> [How to complete this task] Lines where the string "scripts" appears are to be copied from the entries below.

*** Data section Section Begins ***

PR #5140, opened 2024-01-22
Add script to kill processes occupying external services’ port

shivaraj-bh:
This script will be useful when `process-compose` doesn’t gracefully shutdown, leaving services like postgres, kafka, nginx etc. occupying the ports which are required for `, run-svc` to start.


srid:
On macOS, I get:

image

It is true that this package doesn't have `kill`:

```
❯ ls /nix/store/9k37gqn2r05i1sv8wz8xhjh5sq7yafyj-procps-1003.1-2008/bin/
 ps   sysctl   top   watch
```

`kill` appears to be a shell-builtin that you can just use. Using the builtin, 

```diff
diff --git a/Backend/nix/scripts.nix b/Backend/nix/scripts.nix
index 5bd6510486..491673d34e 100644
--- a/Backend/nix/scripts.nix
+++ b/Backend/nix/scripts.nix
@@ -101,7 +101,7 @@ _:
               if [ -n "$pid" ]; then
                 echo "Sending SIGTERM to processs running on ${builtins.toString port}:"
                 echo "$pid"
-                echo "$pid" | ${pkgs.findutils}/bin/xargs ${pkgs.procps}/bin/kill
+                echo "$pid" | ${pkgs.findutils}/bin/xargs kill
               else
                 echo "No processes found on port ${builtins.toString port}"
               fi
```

*** Data section Section Ends ***

> [Your solution]
diff --git a/Backend/nix/scripts.nix b/Backend/nix/scripts.nix
--- a/Backend/nix/scripts.nix
+++ b/Backend/nix/scripts.nix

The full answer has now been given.